The answer begins in a certain fact of American life. As the late writer William Styron once put it, slavery was “the great transforming circumstance of American history.” Slavery, and also the diminishment of women and all minorities, was especially tragic because America was otherwise the most enlightened nation in the world. Here, in this instance of profound hypocrisy, began the idea of America as a victimizing nation. And then came the inevitable corollary: the nation’s moral indebtedness to its former victims: blacks especially but all other put-upon peoples as well.
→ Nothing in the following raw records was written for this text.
PR #1803, opened 2015-11-10
KEYCLOAK-2024 - username guessing

gerbermichi:
https://issues.jboss.org/browse/KEYCLOAK-2024

PR #46607, opened 2026-02-25
Fix inconsistent auth error by changing order

### LINKED ISSUE #46517: Inconsistent authentication error ordering
### Before reporting an issue

### Area

core

### Describe the bug

The method AbstractUsernameFormAuthenticator.validateUserAndPassword executes validatePassword(...) before validateUser(...). This occurs in the Authentication code flow username/password flow (browser form).

In contrast, the direct grant / token endpoint flow runs the ValidateUsername authenticator before ValidatePassword, so the username/enablement checks run before password verification.

Result: For a disabled account where the user also submits an incorrect password, the error returned to the client differs between flows (Authentication code flow vs direct grant), because the Authentication code flow runs password validation first and may return a bad-credentials-type response (or clear the user) while direct grant returns the account-disabled response. This inconsistency impacts error messaging and client behavior.

### Version

26.5

### Regression

### Expected behavior

Authentication code flow  and direct grand return a different error when a user is disabled and a bad password is used. 

### Actual behavior

Authentication code flow  and direct grand should return the same error when a user is disabled and a bad password is used. 

### How to Reproduce?

1) User account is disabled.
2) User submits login with wrong password:
Authentication code flow (browser username/password): validatePassword executes first -> different error shown (e.g. invalid credentials or different challenge) and the disabled-account error from validateUser is not the one returned.
Direct grant: ValidateUsername / validateUser executes first -> account disabled error returned.

### Anything else?

_No response_

gaoyikeshuer:
Closes #46517

### DIFF
--- a/services/src/main/java/org/keycloak/authentication/authenticators/directgrant/ValidateUsername.java
+++ b/services/src/main/java/org/keycloak/authentication/authenticators/directgrant/ValidateUsername.java
@@ -33,9 +33,11 @@ import org.keycloak.models.AuthenticationExecutionModel;
 import org.keycloak.models.KeycloakSession;
 import org.keycloak.models.ModelDuplicateException;
 import org.keycloak.models.RealmModel;
+import org.keycloak.models.UserCredentialModel;
 import org.keycloak.models.UserModel;
 import org.keycloak.models.utils.KeycloakModelUtils;
 import org.keycloak.provider.ProviderConfigProperty;
+import org.keycloak.representations.idm.CredentialRepresentation;
 import org.keycloak.services.ServicesLogger;
 import org.keycloak.services.managers.AuthenticationManager;
 
@@ -102,7 +104,11 @@ public class ValidateUsername extends AbstractDirectGrantAuthenticator {
         if (!user.isEnabled()) {
             context.getEvent().user(user);
             context.getEvent().error(Errors.USER_DISABLED);
-            Response challengeResponse = errorResponse(Response.Status.BAD_REQUEST.getStatusCode(), "invalid_grant", "Account disabled");
+            String password = retrievePassword(context);
+            String errorDescription = user.credentialManager().isValid(UserCredentialModel.password(password))
+                    ? "Account disabled"
+                    : "Invalid user credentials";
+            Response challengeResponse = errorResponse(Response.Status.BAD_REQUEST.getStatusCode(), "invalid_grant", errorDescription);
             context.forceChallenge(challengeResponse);
             return;
         }
@@ -173,5 +179,10 @@ public class ValidateUsername extends AbstractDirectGrantAuthenticator {
     protected String retrieveUsername(AuthenticationFlowContext context) {
         MultivaluedMap<String, String> inputData = context.getHttpRequest().getDecodedFormParameters();
         return inputData.getFirst(AuthenticationManager.FORM_USERNAME);
+    }
+
+    protected String retrievePassword(AuthenticationFlowContext context) {
+        MultivaluedMap<String, String> inputData = context.getHttpRequest().getDecodedFormParameters();
+        return inputData.getFirst(CredentialRepresentation.PASSWORD);
     }
 }
--- a/testsuite/integration-arquillian/tests/base/src/test/java/org/keycloak/testsuite/forms/BruteForceTest.java
+++ b/testsuite/integration-arquillian/tests/base/src/test/java/org/keycloak/testsuite/forms/BruteForceTest.java
@@ -445,7 +445,18 @@ public class BruteForceTest extends AbstractChangeImportedUserPasswordsTest {
             user.setEnabled(false);
             updateUser(user);
 
+            // Wrong password on disabled user should return "Invalid user credentials" (not reveal disabled status)
             AccessTokenResponse response = getTestToken("invalid", "invalid");
+            Assert.assertNull(response.getAccessToken());
+            Assert.assertEquals(response.getError(), "invalid_grant");
+            Assert.assertEquals(response.getErrorDescription(), "Invalid user credentials");
+            events.clear();
+
+            assertUserNumberOfFailures(user.getId(), 0);
+
+            // Correct password on disabled user should return "Account disabled"
+            String totpSecret = totp.generateTOTP("totpSecret");
+            response = getTestToken(getPassword("test-user@localhost"), totpSecret);
             Assert.assertNull(response.getAccessToken());
             Assert.assertEquals(response.getError(), "invalid_grant");
             Assert.assertEquals(response.getErrorDescription(), "Account disabled");


mposolda:
@graziang Do you please have an opportunity to review the PR?

graziang:
@gaoyikeshuer Thanks for the PR, I was thinking about some possible cases of user enumeration. In the Authentication Code Flow we first check the password and then verify if the user is disabled. This means that it would be possible to guess if a user exists in Keycloak from the error message only if someone already knows the correct password.

In the Direct Grant Flow the `ValidateUsername` authenticator is executed before `ValidatePassword`. Because of this, it is possible to detect if a user is disabled just by providing the username. 

Ideally, the behavior of the Authentication Code Flow is the correct one. But changing the order of the authenticators in the Direct Grant Flow to allin the  behavior would not be easy.

Should we accept this corner case of possible user enumeration of disabled users and merge this PR to align the behavior with Direct Grant, or should we try to find another solution, maybe just providing a generic error message like "Invalid user credentials" even when the user is disabled? @mposolda WDYT?

mposolda:
@graziang @rmartinc @gaoyikeshuer

- It is not ideal to reveal that user is disabled when someone just know the username of the user. There was some discussion about it also on the old PR https://github.com/keycloak/keycloak/pull/1803 , which changed the behaviour in a way that message `Account is disabled` is shown just if user provides correct username and password.

- However in case that user is disabled, someone can try to "Brute force" the account and try username/password. In case that someone tries to fill the login screen with correct username with incorrect password, the error message is currently `Invalid username or password` . But if he tries correct username with correct password, the message is `Account is disabled, contact your administrator.`. In other words, by the fact that message `Account is disabled` is displayed instead of `Invalid username or password`, the attacker can detect that he just guessed the correct password of the user.

The safest might be to display always the same error message to the user like `Invalid username or password` (or eventually just `Invalid username.` on the identity-first authenticators). And just preserve the event to be different between both cases (`user_disabled` VS `invalid_user_credentials`). But isn't it too drastical change?

rmartinc:
I have just tested the browser part and the message is always `Invalid username or password` even when the user is temporarily disabled. Only if the user is permanently disabled and the password is OK the message is `Account is disabled, contact your administrator`. @mposolda Do you see OK doing the same for direct grants? Or do you think even permanent disable show also show invalid username or password?

mposolda:
@rmartinc Yes, exactly. The message is different just for the "permanently disabled" users.

It seems to me that using same message might be safest, but at the same time, it is probably too drastical change though... And security benefits are not so big as without brute-force disabled, the account of any enabled user can be brute-forced anyway.

So agree that maybe it is best to rather align "Direct grant" to have same behavior as browser flow (Which means using `Incorrect username or password` as first priority and display `Account is disabled` as a 2nd priority just in case that username/password was correct. As pointed by @graziang , this might be more complicated to implement, but hopefully it is possible (ideally without a need to re-shuffle order of authenticators in the direct-grant flow).

rmartinc:
Okis, @gaoyikeshuer try to make to do the same for direct grants. It should return always `Invalid username or password` except if the user is permanent disabled and the password is OK.

services/src/main/java/org/keycloak/authentication/authenticators/browser/AbstractUsernameFormAuthenticator.java
```diff
@@ -141,7 +141,7 @@ public boolean enabledUser(AuthenticationFlowContext context, UserModel user) {
     public boolean validateUserAndPassword(AuthenticationFlowContext context, MultivaluedMap<String, String> inputData)  {
         UserModel user = getUser(context, inputData);
         boolean shouldClearUserFromCtxAfterBadPassword = !isUserAlreadySetBeforeUsernamePasswordAuth(context);
-        return user != null && validatePassword(context, user, inputData, shouldClearUserFromCtxAfterBadPassword) && validateUser(context, user, inputData);
+        return user != null && validateUser(context, user, inputData) && validatePassword(context, user, inputData, shouldClearUserFromCtxAfterBadPassword);
```
rmartinc: The fix is modifying direct access grants and not the browser part.

testsuite/integration-arquillian/tests/base/src/test/java/org/keycloak/testsuite/forms/LoginTest.java
```diff
@@ -334,10 +334,10 @@ public void loginInvalidPasswordDisabledUser() {
             Assert.assertEquals("login-test", loginPage.getUsername());
             Assert.assertEquals("", loginPage.getPassword());
 
-            // KEYCLOAK-2024
-            Assert.assertEquals("Invalid username or password.", loginPage.getInputError());
+            // User validation happens before password validation, so disabled user error is shown
+            Assert.assertEquals("Account is disabled, contact your administrator.", loginPage.getError());
```
rmartinc: @gaoyikeshuer I think that this is changing the behavior in the browser part and not in the direct access grants. The browser part is OK and we don't want to modify that part. The fix should be the other way around, making direct access grants work as the browser part. 

What you can do is in the [ValidateUsername](https://github.com/keycloak/keycloak/blob/26.5.6/services/src/main/java/org/keycloak/authentication/authenticators/directgrant/ValidateUsername.java#L102-L108), check if the password is valid when the user is disabled. And return one error or the other depending that. Something like:

```java
        if (!user.isEnabled()) {
            context.getEvent().user(user);
            context.getEvent().error(Errors.USER_DISABLED);
            final String errorDescription = user.credentialManager().isValid(UserCredentialModel.password(retrievePassword(context)))
                            ? "Account disabled"
                            : "Invalid user credentials";
            Response challengeResponse = errorResponse(Response.Status.BAD_REQUEST.getStatusCode(), "invalid_grant", errorDescription);
            context.forceChallenge(challengeResponse);
            return;
        }
```

You should fix the failed tests, or add some tests if nothing fails or if all the cases are not tested.

rmartinc (changes requested):
Sorry @gaoyikeshuer, but we wanted you to do exactly the opposite 😄. Sorry but this is very confusing and difficult to explain.

gaoyikeshuer:
https://github.com/user-attachments/assets/b78247a4-81ea-4b5e-ac83-1978ea67297c

Tested the fix: when user 1234 is disabled, entering an incorrect password returns an “Invalid credentials” error, while entering the correct password returns a “User account is disabled” error.

testsuite/integration-arquillian/tests/base/src/test/java/org/keycloak/testsuite/forms/LoginTest.java
gaoyikeshuer: Hi @rmartinc , thanks a lot for the suggestion! I’ve updated my PR. would you mind taking another look whenever you are free

rmartinc (approved):
Thanks @gaoyikeshuer! LGTM!

mposolda (approved):
@gaoyikeshuer @rmartinc @graziang Thanks for the PR, reviews and discussions on this!

Issue #46275, opened 2026-02-12
[OID4VCI] Migrate OID4VCI automated tests to the new testsuite


mposolda:
### Description

The OID4VCI is a new feature and automated tests should be in the [new testsuite](https://github.com/keycloak/keycloak/tree/main/tests) rather than in the [old arquillian testsuite](https://github.com/keycloak/keycloak/tree/main/testsuite/integration-arquillian).

Old arquillian testsuite is being deprecated and new features should not be added into that (The testsuite would be removed at some point after all existing tests are migrated from it to the new testsuite).

This should be easier to migrate tests now as we have already support for OID4VCI in the OAuthClient API (which is shared for both new and old testsuite).

This issue is an umbrella issue, but should likely consist of individual subtasks to migrate existing tests one by one (may need some "abstract" infrastructure like `OID4VCTest` and `OID4VCIssuerEndpointTest` to be available for some time in both old and new testsuite during the time when tests are being migrated).

### Notes

Created few subtasks for migrating individual tests to the new testsuite. We may add more subtasks later on.

It seems that first PR should migrate single OID4VCI test class (and some related infrastructure and abstract subclasses). Migration additional tests should be added as a follow-up. Maybe we do not need dedicated issue/PR for each test, but for easier review, it will be good to avoid too huge PR, which would try to migrate everything in single step. So likely individual PRs for migrate 3-4 tests in single PR at max later on.

Please comment on this parent issue if you are looking at migration of some tests, so that there are not more people trying to migrate same things at the same time.

tdiesler:
Two more sub-tasks

#46648 
#46649

mposolda:
@tdiesler Added. Thanks!

Awambeng:
@mposolda could you please add https://github.com/keycloak/keycloak/issues/47437 as a subtask under this EPIC?

Awambeng:
@mposolda another sub-task https://github.com/keycloak/keycloak/issues/47618

mposolda:
Closing as all the OID4VCI tests were migrated to the new testsuite and there is nothing left in the old arquillian testsuite.

@tdiesler @Awambeng @forkimenjeckayang @graziang @pskopek Thanks everyone for the participation on this!

PR #46466, opened 2026-02-19
[OID4VCI] Add support for credential scope policies

tdiesler:
closes #46262 

discussion: #46467

depends on
#46897

PR #46356, opened 2026-02-16
[OID4VCI] Add support for CredentialScopeRepresentation

tdiesler:
closes #46355 

depends on #46055

PR #46608, opened 2026-02-25
[OID4VCI] Migrate OID4VCCredentialOfferMatrixTest

tdiesler:
relates to #46275 

depends on

#46672 

This PR ...

* migrates OID4VCCredentialOfferMatrixTest
* Adds support for `authorization_code` grant in CredentialsOffer
* provides an OID4VCBasicWallet to support composite message flows


mposolda:
@tdiesler Thanks! I've merged the PR https://github.com/keycloak/keycloak/pull/46356 , which was dependency on this.

Added some comments to your other PR https://github.com/keycloak/keycloak/pull/45985 , which is dependency of this.

In general: It would be easier if for migration of the tests, you send just some "minimal" PR, which would not introduce other changes (especially the changes outside of testsuite) but would migrate ideally only one of the tests. As this PR contains huge amount of changes unrelated to the test migration.

tdiesler:
> In general: It would be easier if for migration of the tests, you send just some "minimal" PR, which would not introduce other changes (especially the changes outside of testsuite) but would migrate ideally only one of the tests. As this PR contains huge amount of changes unrelated to the test migration.

What you see is the accumulation of a "huge amount" of stuff that built up until #46385 - then came the testsuite "rug pull". I migrated the credential offer matrix test that I had to test `authorization_code` grant. So yes, this PR might be larger that it would have been when done earlier - it however still the foundation for comprehensive offer matrix testing.

services/src/main/java/org/keycloak/protocol/oid4vc/issuance/OID4VCIssuerEndpoint.java
```diff
@@ -578,11 +576,10 @@ public Response createCredentialOffer(
                 .detail(Details.VERIFIABLE_CREDENTIAL_TARGET_USER_ID, targetUserId)
                 .success();
 
-        String redactedTxCode = !Strings.isEmpty(offerState.getTxCode()) ? "******" : null;
         CredentialOfferURI credOfferURI = new CredentialOfferURI()
                 .setIssuer(credOffer.getCredentialIssuer() + "/protocol/" + OID4VC_PROTOCOL + "/" + CREDENTIAL_OFFER_PATH)
                 .setNonce(offerState.getNonce())
-                .setTxCode(redactedTxCode);
+                .setTxCode(offerState.getTxCode());
```
mposolda, line 585: Not sure why you keep adding this. It is entirely broken

mposolda (commented):
Ok, I can try to send alternative PR, which will focus just on migration of some of the test. Will try to check if I can use some of your stuff from this PR. I can do it next week at the earliest as I have also some other stuff to do.

It is generally preferred in KC community to send smaller PRs instead of huge PRs with big amount of changes (especially when changes are stacked on top of other stuff)

tdiesler:
@mposolda you might have seen - the dependency on `oauth.authorizationRequest()` is gone

services/src/main/java/org/keycloak/protocol/oid4vc/issuance/OID4VCIssuerEndpoint.java
tdiesler: The `TestResource` is not available in the new test suite AFAIK. Perhaps we can agree that we want working tests - I'm using the above to achieve that under current conditions - its not by bad intention.

As soon as a better alternative is available we can use that.

I might want to add that this is only temporary - with credential policies (#46466) we will have this secure-by-default again (i.e. redacted).

tdiesler: Please keep in mind that we can of course move changes from one PR (i.e. this one) to the next (i.e. #46385), but is that really worth it? The latter is the important one. This one contains the test infra borrowed from it.

PR #46610, opened 2026-02-25
Keycloak Test Framework - tests testing framework

### LINKED ISSUE #46554: Review test framework examples and rename to integration tests
These don't necessarily serve as the best examples right now, but rather more a mix between examples and integration tests for the framework itself.

We should rename to `/test-framework/tests` and review to only leave those that are really needed for testing the framework itself. Not everything needs to be tested as there will be plenty of tests in base testsuite that covers it.

lhanusov:
Closes #46554


stianst (changes requested):
Just move the tests to `test-framework/tests`. No need to create the sub-module `tests-functional`

stianst (dismissed):

stianst (approved):

PR #91, opened 2019-12-05
Fix LaTeX display of composite gate matrix.

dlyongemallo:
The code `gate_latex[0:-4]` is presumably intended to remove the escaped double slashes `\\\\` at the end of the last row of the matrix, but only 2 characters need to be removed because the escape sequences are interpreted before the removal happens. The existing code also erroneously removes the final `0j` which should be displayed.

(It's very confusing because if you look at the raw notebook source code, each slash is escaped again resulting in a sequence of eight slashes `\\\\\\\\`!)


aasfaw:
Very nice catch @dlyongemallo -- thanks!

Issue #99, opened 2019-12-09
The chapter on Quantum Phase Estimation has serious errors


jahanclaes:
The chapter on Quantum Phase estimation has some structural and factual errors. The convention for the QFT circuit that was introduced in the previous chapter was that an input with qubits x1,x2,x3 represented a binary number x1x2x3, and an output y1,y2,y3 represented a binary number y3y2y1, In the chapter on phase estimation, however, the phase estimation circuit is drawn in a way that requires an inverse QFT circuit with the opposite convention to actually work. The examples in the text are run using the wrong convention, which is why there are spurious amplitudes on the basis elements that do not represent the actual phase being estimated. This gives a misleading impression of the algorithm: The algorithm is NOT probabilistic if the phase being estimated can be represented exactly by the ancilla qubits and the gates are applied without errors, but the example makes it seem like even in those circumstances one can still get spurious amplitudes on the wrong basis states.

A simple fix would be to flip the phase estimation circuit to be compatible with the convention in the previous chapter and then rerun the code to generate the correct histograms.

stanescuUW:
@jahanclaes @aasfaw I completely agree with @jahanclaes on the errors in the phase estimation notebook. I have run similar tests in different other environments (PyQuil and Cirq) to confirm that the simulator will **always** return 100% results with the desired bit string for the phase if the phase can be represented exactly in binary. The error is indeed in the inverse QFT; I have fixed it and redone all the notebook with examples that confirm the problems raised by this issue and show correct results. Will start a pull request soon.

PR #133, opened 2019-12-27
Fixed phase estimation code

stanescuUW:
This addresses issue #99 
The phase estimation notebook had serious errors. Fixed the inverse QFT, redone tests. The original 4-ancilla qubit implementation had to be completely removed, so the change is somewhat more exhaustive than initially estimated. The notebook now contains 2-, 3- and 4-ancilla qubit implementations with their respective runs.


frankharkins:
Thank you for your contribution, I eventually decided to completely review the QPE section and have fixed the code in the process.

PR #136, opened 2020-01-01
fixed typos

jeremiahbuckley:
Fixed what appear to be two small typos in the textbook. First, in ch-states/atoms-computation, changed a phrase that said qubits were numbered left-to-right, to say instead that qubits are numbered right-to-left.

Secondly, in ch-states/states-many-qubits, there was a term $P^{zz}_{01}$ where the subscript "01" seems incorrect and it should read "1" instead.


frankharkins:
Thank you!

PR #154, opened 2020-01-14
Update teleportation.ipynb for running on a real device

HwajungKang:
Changed section on running on real device to highlight fact that it does not work, and returns a job error.


frankharkins:
Thanks very much for your contribution. I believe PR#160 will fix the error and enable running on a real device.

PR #160, opened 2020-01-22
fix issues with quantum teleportation notebook

Riuchando:
with the `least_busy` function, it seems that it can choose quantum machines that don't have enough resources. The example is I was given ibmq_essex which only had 1 qubit despite my circuit needing at least 3.

also with the measurements that I was having this issue when trying to run on a physical machine
https://quantumcomputing.stackexchange.com/questions/9380/qubit-measurement-is-followed-by-instructions-error-code-7006 

most likely related to this issue.
https://github.com/Qiskit/qiskit-textbook/issues/142

the stack exchange suggested putting the measurements at the end which seemed to give comparable results.


frankharkins:
Hi Stephen,
Thanks very much for your work. You seem to have a warning:
`/home/stephen/anaconda3/envs/quantum/lib/python3.7/site-packages/qiskit/providers/models/backendconfiguration.py:337: UserWarning: `dt` and `dtm` now have units of seconds(s) rather than nanoseconds(ns).\n",
      "  warnings.warn('`dt` and `dtm` now have units of seconds(s) rather '\n`
I think we need to find a way to resolve or suppress this before we add your changes.

nonhermitian:
The proposed change does not satisfy the steps given in the text, i.e. there are gates conditionally applied based on a measurement result.  This is not supported on the current hardware.  This was made clear in an earlier PR #154 

Note also that the warning listed above emitted by Qiskit by default when accessing a backend configuration.  So there is no resolution for this save for them removing the warning.

frankharkins:
@nonhermitian Thanks for your reply, maybe we could add a couple of sentences explaining the hardware limitations, and why putting the gates before the measurements will still give the correct results?

I have just run the code and do not seem to be getting a warning. Maybe @Riuchando could try running it again? If the warning persists then I think we should at least remove the user specific part, although I would prefer to remove it altogether.

Riuchando:
thanks for the comments, I decided to comment out the code that will not work, and put strikethroughs through the text for now, if there is something better, let me know.

Riuchando:
It's fine that this pr was closed, but is the issue resolved/ will be handled in a different pr?

frankharkins:
@Riuchando, sorry I did not mention it'd been fixed. I am still getting used to github.

PR #168, opened 2020-01-27
Fix Teleportation Chapter

frankharkins:
Added a paragraph on the deferred measurement principle and adapted the code to perform the measurements at the end of the circuit when running on a real machine. Also removed references to qreg and creg in the code.


aasfaw:
This is looking good. Can you add a references section, citing Mike and Ike as well as a reference for deferred measurement? Then we can merge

This indebtedness became a cultural imperative, what Styron might call a “transforming circumstance.” Today America must honor this indebtedness or lose much of its moral authority and legitimacy as a democracy. America must show itself redeemed of its oppressive past.

How to do this? In a word: deference. Since the 1960s, when America finally became fully accountable for its past, deference toward all groups with any claim to past or present victimization became mandatory. The Great Society and the War on Poverty were some of the first truly deferential policies. Since then deference has become an almost universal marker of simple human decency that asserts one’s innocence of the American past. Deference is, above all else, an apology.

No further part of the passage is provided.